Celebrate the wearing o' the Red and St. Joseph, the Patron Saint of families, fathers, unborn children, workers, social justice, the dying, pastry workers and many more people, occupations and countries.
FORT WORTH, Texas, March 19, 2016 — For some groups, March is about the color red, not the green of spring or St. Patrick’s Day.
Red, you say?? Yes, red. Sicilians, Italians and Poles wear it to honor St. Joseph, earthly father of Jesus. Among other things he is the Patron Saint of families, fathers, unborn children, workers, social justice, the dying, pastry workers and many more people, occupations and countries.
Joseph was not Jesus’ biological father. And only the Gospels of Matthew and Luke mention him. Church tradition holds that he died before Jesus started his ministry at the age of thirty.
Filled with gratitude the people promised to make annual offerings of food to honor the saint and to remember the poor.
Ann Hetzel Gunkel, Ph.D., says on her website Polish Easter Traditions that in modern time, between the 1890’s and 1930’s:
“Polish and Italian immigrants were faced with an American Catholic church hierarchy controlled largely by Irish clergy, most often unsympathetic to the newcomers whom they often regarded as inferior, primitive, overly demonstrative and superstitious.
“In the face of this disdain for Southern and Eastern European Catholicism, Poles responded by forming their own Polish language parishes…while Italians responded by preserving their religious traditions in the form of “Feasts”…run by patronage societies from their home villages and cities.”
As with the green worn by the Irish on St. Patrick’s Day, Poles and Italians express their ethnic pride with the “wearing of the red,” a color that appears in both countries’ flags.

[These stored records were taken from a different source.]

PR #1703, opened 2026-09-04
fix(deploy): restart resident daemons running pre-pull code, and alert between updates

WingedGuardian:
## What

Merged changes to **resident** systemd user daemons never deployed: nothing restarts them, so they keep running their pre-merge script indefinitely. Verified instance: the temp-protection watchgod ran a 7-week-old script for two weeks past its OOM-capture feature merge — the one instrument built to explain silent CC session deaths was inert through the incident it existed for. Timer oneshots are immune (re-exec each tick); `genesis-server`/`bridge` already have restart handling; the gap is the resident repo-script class.

## Fix — two halves, one verdict

**Heal (update.sh):** `_sync_deploy_targets` gains a `RESIDENT_UNIT_SCRIPTS` table + a pure `_unit_restart_reason` verdict (mirroring `_guardian_redeploy_reason`): restart a RUNNING unit whose `ExecMainStartTimestamp` predates its script's **mtime**. Inside that function deliberately — the only site reached on both the post-merge and "Already up to date" paths, and a stale daemon survives no-op runs by definition (the phase-order suite pins exactly two bare call sites). mtime over commit time: mtime is stamped at checkout — when the code arrived on *this* install — while a commit timestamp is authored upstream and misses a daemon started between commit and pull. Every step guarded (`set -e` live at both call sites); every unreadable fact fails open to no-restart; an inactive unit is never started (enablement stays bootstrap's decision).

**Alert (deploy_health → awareness):** `collect_stale_units` + a `stale_units:` finding class, sharing the verdict and a **lockstep-tested** unit table with the heal. A daemon running pre-update code now raises the standing deploy-drift observation between updates — and that alert's existing recovery line ("run update.sh") becomes true only because of the restart half. Broken probe → `None`, never a clean empty (fail-closed data-access doctrine).

**Cross-install correctness (measured):** `TZ=UTC` pins both halves' systemctl render *and* parse. systemctl formats timestamps client-side, and GNU date resolves ambiguous zone abbreviations to its own guess — measured 50400s error for a UTC+8 install, which would have read a stale daemon as fresh for 14h and silently under-delivered the fix on non-US installs.

**Installer:** step 7 already renders the watchgod unit from the template; the later legacy `cp` from `config/` (hardcoded repo path) silently overwrote that render on any non-default clone location. The cp is gone; the orphaned legacy copy is deleted (the protection registry classifies the `*.service` pattern, not file existence — suite green).

## Review

Fresh-context adversarial architect audit with measured findings; all 3 SHOULD-FIXes (TZ ambiguity, table lockstep test, RED-proof for the set-e guards) and 3 NOTEs (DST fold, stale trap comment, orphaned unit file) resolved in-diff.

## Tests

110 green: 14 new (extraction locks incl. block-inside-function and non-fatality; pure-verdict matrix; recording-stub loop tests incl. probe-failure and missing-script fail-open; table lockstep) + phase-order/traps/settings-transition locks + deploy_health (20) + awareness (12) + protection.

## Deploy

update.sh change deploys itself on its next run (tier-2 self-activation); deploy_health/awareness land with server restart. On existing installs the first update.sh run after merge heals any currently-stale daemon — including on a no-op run.

## Summary by CodeRabbit

* **New Features**
  * Deployment health snapshots now detect resident services running pre-update code using startup files and rendered service configurations.
  * Deployment alerts identify affected services with stale resident code.
  * Stale active services are refreshed and checked for stabilization afterward.
* **Bug Fixes**
  * Invalid, unreadable, missing, or future-dated timestamps no longer trigger unnecessary restarts.
  * Restart failures and services that remain inactive are recorded as degraded deployment health.
  * Unavailable health data is reported as unknown without incorrectly clearing active alerts.

Ledger: 2e85e1df8aa94ea3be3e35ea49f08e6c

---

<a href="https://app.devin.ai/review/wingedguardian/genesis-agi/pull/1703" target="_blank"><picture><source media="(prefers-color-scheme: dark)" srcset="https://static.devin.ai/assets/gh-devin-review-dark.svg?v=4">Devin Review</picture></a>


WingedGuardian:
@codex review

WingedGuardian:

Reviewed files: `CHANGELOG.md`, `config/genesis-tmp-watchgod.service` (removed), `scripts/install.sh`, `scripts/update.sh`, `src/genesis/awareness/loop.py`, `src/genesis/observability/snapshots/deploy_health.py`, `tests/test_awareness/test_deploy_staleness_check.py`, `tests/test_observability/test_deploy_health.py`, `tests/test_scripts/test_update_unit_restart.py` (new).

Notes (non-blocking, no action required):
- Domain 1 (structural): no ERROR/WARNING/NOTE findings. Import additions in `deploy_health.py` (`os`, `subprocess`) are grouped and ordered correctly. No bare `except:`, no mutable default args, no raw SQL, no `nohup`/`/tmp/`/`git add -A` patterns. The new restart-heal (`RESIDENT_UNIT_SCRIPTS` + `_unit_restart_reason` in `update.sh`) and the matching `collect_stale_units`/`stale_units` finding in `deploy_health.py` are both covered by new/updated tests, including a lockstep test asserting the two unit tables stay in sync. Commit uses the conventional `fix(deploy):` prefix. Spot-checked the install.sh claim: `scripts/systemd/genesis-tmp-watchgod.service.template` does exist, so the enable-only change (dropping the legacy `config/` copy) is backed by a real template render at step 7, not a dangling assumption.
- Domain 2 (PII/secrets/wording): no API keys, tokens, private IPs, SSH keys, or credential strings in the diff. Commit author address is a `users.noreply.github.com` address (known false positive, not personal PII). PR title/body/CHANGELOG describe a generic deploy-drift bug fix without naming private infrastructure or exposing an exploitable vulnerability.

VERDICT: PASS



---

WingedGuardian:
@codex review

WingedGuardian:

Pushed 776d6f8587b94b0ed46621891c5e70360fa61553 for the owner-requested shared audit correction. The dependency-audit step now reports failures without failing the job, matching the verified #1960 reporting policy. Setup/install failures remain blocking. All existing audit commands and ignore arguments are preserved; no dependencies or vulnerability suppressions changed. SECURITY/Dependabot descriptions now match the policy.

WingedGuardian:
## Moving this to draft and labelling it `needs-rework` — the rounds are not converging, and the reason is structural

Five review rounds (`bdc407c5` → `f59da71a` → `5daac45a` → `2c563b04` → `34dd0a24`), eight commits, and **13 findings still unresolved**. That is not a PR that needs a sixth round of fixes; the repo's own stop condition says to tabulate findings against root cause once a third round lands, and this is two rounds past it.

So here is the tabulation. **13 findings, 5 roots, and three of those roots own 10 of the 13.**

### Root A — the "startup-loaded inputs" inventory is hand-maintained, so it keeps being incomplete (4)

| finding | what the list was missing |
|---|---|
| Track startup-loaded dependencies in the freshness check | `scripts/lib/alert_queue.sh`, which `tmp_watchgod.sh:42-44` sources at startup — a pull that changes only it leaves the daemon on the old emergency-paging code while both the healer and the detector call it fresh |
| Track unit templates in the resident restart inventory | `scripts/systemd/genesis-tmp-watchgod.service.template` — bootstrap rewrites the installed unit and calls only `daemon-reload`, so the running daemon keeps the old directives |
| Include the code-intelligence freeze daemon | `genesis-code-intel-freeze.service` — a second resident service running a repo script, absent from the table entirely |
| Document all startup-loaded files | the changelog describes only the daemon's own script, implying sourced-library changes do not trigger a restart |

Each round adds one more entry to a typed list, and the next round finds the next entry. That is a **denylist wearing an inventory's clothes**: the design guarantees a missing item exists, so reviewers will keep producing them indefinitely. Entry #5 is not the fix.

The fix is to stop typing the set and start deriving it. For each resident unit, its startup-loaded inputs are computable: the `ExecStart` script, everything that script `source`s (transitively), and the unit template it was rendered from. Compare the daemon's start time against the newest mtime of *that derived set*. A new sourced library or a new resident service then joins the comparison on its own, and the class of finding disappears rather than shrinking by one per round.

### Root B — a failed step converts into a silent success (4)

All four are the same fail-open, in the component whose entire job is to not lie about deploy state:

- **Record failed resident restarts as degraded** — `systemctl restart` returns nonzero, the branch only warns, `HOST_CC_DEGRADED` stays empty, and the normal path at `update.sh:1920-1934` then records an **undegraded success**.
- **Failed rendering masks unit drift** / **Skip `try-restart` when unit preparation fails** — a render, target-write, or `daemon-reload` failure still reaches `try-restart`, which refreshes `ExecMainStartTimestamp` while the installed unit keeps its old directives. The next run compares the new start time against the template mtime and calls it fresh. **The failure erases its own evidence.**
- **Propagate unreadable timestamps as an unknown snapshot** — `show` returns nothing parsable, `_probe_unit` returns `(True, None)`, the unit is silently skipped, `collect_stale_units` returns `[]`, and `deploy_health` reports **`healthy`**.

The last one is the sharp end: the detector reports healthy *because* it could not read the evidence. #1790 just spent six rounds removing exactly this shape from the OOM monitor, and the rule it landed on applies here unchanged — **missing evidence must never read as exculpatory**. There is no `unknown` state in this model, only ok and not-ok, and every error path defaults to ok.

The fix is one state, not four patches: a probe returns `ok | degraded | unknown`, `unknown` propagates to the snapshot, and no step whose precondition failed is allowed to write a fresher timestamp.

### Root E — the fix-on-fix, which is why the label is `needs-rework` specifically (2)

An earlier round in this PR changed an unconditional `restart` to `try-restart`, to stop clobbering a unit an operator had deliberately stopped. The next round then found what that fix introduced:

- **Use try-restart to preserve an operator-stopped unit** (the original)
- **Do not mark an operator-stopped unit as a failed restart** — `try-restart` returns *success without starting the unit*; the success branch then checks `is-active`, finds it inactive, and appends `unit_restart_*`. An intentional operator stop is now recorded as a degraded deployment, with no restart having occurred.

Round *n* fixed the symptom by swapping the verb; round *n+1* found that the new verb's no-op is indistinguishable from a failure under the same liveness check. Both come from the same missing distinction: the code never asks whether a **new unit invocation actually happened**, only whether the unit is active afterwards. That question has a direct answer (`InvocationID` / `NRestarts` before and after), and asking it retires both findings and the `is-active`-after-the-fact race underneath them.

### The small two (3)

Genuinely independent and genuinely small — these are fine as ordinary fixes:

- **Build the systemctl environment before probing** — `deploy_health.py` copies raw `os.environ` instead of using this repo's own `genesis.util.systemd.systemctl_env()`, so `systemctl --user` cannot reach the user manager in the supported systemd-service case (no `XDG_RUNTIME_DIR` / `DBUS_SESSION_BUS_ADDRESS`).
- **Compare timestamps at a consistent precision** — `_probe_unit` truncates to whole seconds via `strptime` while `st_mtime` keeps fractions, so a script at `1000.8` and a start at `1000.9` compare as `1000.0 < 1000.8` and a fresh daemon reads stale.
- **Special paths corrupt rendered units** — `&`, `|` and backslashes break `render_systemd_template` substitution, and the stale-unit repair can overwrite a valid unit with a corrupted one.

### What I am asking for

Not a sixth fix round. Two design changes that retire 10 of the 13 together:

1. **Derive the startup-loaded input set** instead of enumerating it (Root A, 4 findings).
2. **Give the probe an explicit `unknown`, and gate every timestamp-refreshing step on its precondition** (Root B, 4 findings) — and while in there, decide restart success from *whether a new invocation occurred*, not from liveness after the fact (Root E, 2 findings).

Then C and D land as ordinary small fixes on top.

Draft + `needs-rework` rather than closed: the problem this PR is solving is real and the diagnosis in it is good — resident daemons genuinely do run pre-pull code between updates, and nothing else catches it. It is the enumeration-and-patch shape that needs replacing, not the goal.

I have not touched the branch. Happy to take the rework myself if that is useful — say the word and I will, otherwise it is yours.

PR #1704, opened 2026-09-05
docs(process): the zero-drop rule — finish before you stop, and review as you build

WingedGuardian:
## What

Two instruction-surface additions from a measured failure: finished, tested code sat unpushed on a local branch for **1.5 days**, invisible to every session, because it was recorded only in a plan file nothing reads back.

The celebration starts with going to Mass. Then there are parades and in respect to Lent, huge feasts mark the day. People gather in homes or church halls decorated in red and white. The food is displayed on a three tiered table referred to as St. Joseph’s Table. The three tiers honor the Holy Trinity. It is a meatless-fest since it falls during Lent.
Elaborate foods and decorations grace the table, such as stuffed artichokes, pasta, fish and staff-shaped breads. Breadcrumbs on top of some of the food, symbolizes the sawdust on St. Joseph’s work floor. There are also an abundance of cookies, pastries, cakes, and other delicacies.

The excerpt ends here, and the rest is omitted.